1.2 Dégradation directe par la lumière ultraviolette
La lumière UV à elle seule peut directement dégrader les polluants organiques, mais son mécanisme et son efficacité diffèrent fondamentalement de la photocatalyse :
• Dégradation UV conventionnelle (UV 254 nm) : clive uniquement les liaisons chimiques spécifiques (par exemple, les liaisons C–X) via un clivage homolytique. Cette méthode dégrade simplement les matières organiques présentant des structures particulières avec une efficacité limitée et est principalement utilisée pour la désinfection et la stérilisation.

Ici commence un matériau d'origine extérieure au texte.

PR #261, opened 2022-05-31
Pr/fix interrupt thread safety

killenb:
Use a const reference of the interrupt dispatcher map in NumericAddressedBackend to make sure that acces is thread safe.

Also includes a fix for the version number reported by the device info of PCIe backend. Was broken with version 0.10 if the dummy driver (only worked for minor version between 1 and 9).

### DIFF
--- a/device_backends/pcie/src/PcieBackend.cc
+++ b/device_backends/pcie/src/PcieBackend.cc
@@ -286,7 +286,8 @@ namespace ChimeraTK {
     if(ioctl(_deviceID, _ioctlDriverVersion, &ioctlData) < 0) {
       throw ChimeraTK::runtime_error(createErrorStringWithErrnoText("Cannot read device info: "));
     }
-    os << " DRV VER: " << (float)(ioctlData.offset / 10.0) + (float)ioctlData.data;
+    // major and minor version are in data and offset, respectively
+    os << " DRV VER: " << ioctlData.data << "." << ioctlData.offset;
     return os.str();
   }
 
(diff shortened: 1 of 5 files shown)


device_backends/pcie/src/PcieBackend.cc
```diff
@@ -286,7 +286,8 @@ namespace ChimeraTK {
     if(ioctl(_deviceID, _ioctlDriverVersion, &ioctlData) < 0) {
       throw ChimeraTK::runtime_error(createErrorStringWithErrnoText("Cannot read device info: "));
     }
-    os << " DRV VER: " << (float)(ioctlData.offset / 10.0) + (float)ioctlData.data;
+    // major and minor version are in data and offset, respectively
+    os << " DRV VER: " << ioctlData.data << "." << ioctlData.offset;
```
mhier, line 290: This is a unrelated change, isn't it? Please don't squash merge in that case...

tests/executables_src/testPcieBackend.cpp
```diff
@@ -281,7 +281,7 @@ void PcieBackendTest::testReadDeviceInfo() {
 
   std::string deviceInfo;
   deviceInfo = _pcieBackendInstance->readDeviceInfo();
-  BOOST_CHECK(referenceInfo.str() == deviceInfo);
+  BOOST_CHECK_EQUAL(referenceInfo.str(), deviceInfo);
```
mhier, line 284: I would actually propose instead:
```
  BOOST_TEST(referenceInfo.str() == deviceInfo);
```

PR #271, opened 2022-08-01
Mhier/wip 9490 formal code cleaning

mhier:
Most of the changes should not really change behaviour. Only one commit "fix wrong type information for unsigned int" is actually a bug fix.

**Do not squash** when merging, since the individual commits might help debugging in case of regressions.


mhier:
I decided to keep the accessor abstractor constructors from shared_ptr<NDRegisteAccessor> implicit, because this is actually used in a couple of places (ApplicationCore) where we just would have to repeat the type unnecessarily, while I see no real danger of the implicit conversion going wrong.

device_backends/NumericAddressedBackend/src/NumericAddressedBackend.cc
```diff
@@ -88,19 +85,27 @@ namespace ChimeraTK {
...
+#pragma GCC diagnostic ignored "-Wdeprecated-declarations"
     read(static_cast<uint8_t>(bar), static_cast<uint32_t>(address), data, sizeInBytes);
+#pragma GCC diagnostic pop
   }
 
   /********************************************************************************************************************/
 
   void NumericAddressedBackend::write(uint64_t bar, uint64_t address, int32_t const* data, size_t sizeInBytes) {
+#pragma GCC diagnostic push
+#pragma GCC diagnostic ignored "-Wdeprecated-declarations"
```
killenb, line 98: I think this is the only place where the 32-bit write is being called at all. Not sure whether the backend programmer will see that he/she is overriding a deprecated function. It might be that this disables all the deprecation warnings which have just been introduced.

However, I agree that this needed and correct here. Was just a remark.

killenb (approved):

device_backends/NumericAddressedBackend/src/NumericAddressedBackend.cc
mhier: You are right, the `[[deprecated]]` specifier does not help for overrides. The ignore pragma also does not hurt, since it only affects that single line (until the `#pragma GCC diagnostic pop`).

PR #280, opened 2022-10-07
Minor Improvements for new compiler and API versions

phako:
with newer standard library or gcc this is not defined otherwise


phako:
Basically coming from https://github.com/ChimeraTK/QtHardMon/commit/a443c5fbb0207c518af9ec1d06c955ff99ce9459 where there is a newer compiler and it's simpler to use libxml++5.0 than 2.6. I will add proper support for 5.0 (cmake checking for 5.0, then falling back to 2.6) as part of the cmake clean-up for the yocto scripts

• Dégradation UV sous vide (VUV, 185 nm) : les longueurs d'onde plus courtes transportent une énergie plus élevée, capables de rompre de manière homolytique la plupart des liaisons chimiques et même de décomposer les molécules d'eau dans le milieu. Néanmoins, le VUV présente une profondeur de pénétration extrêmement faible dans l'eau : la zone annulaire irradiée dans un réacteur en boucle n'a qu'une épaisseur d'environ 70 micromètres. L'oxygène dissous au sein de cette fine couche est rapidement consommé et un apport insuffisant en oxygène peut à l'inverse déclencher des réactions de polymérisation. Ainsi, la dégradation des VUV est actuellement limitée à la recherche sur la purification de l’eau contenant des matières organiques à relativement faible concentration.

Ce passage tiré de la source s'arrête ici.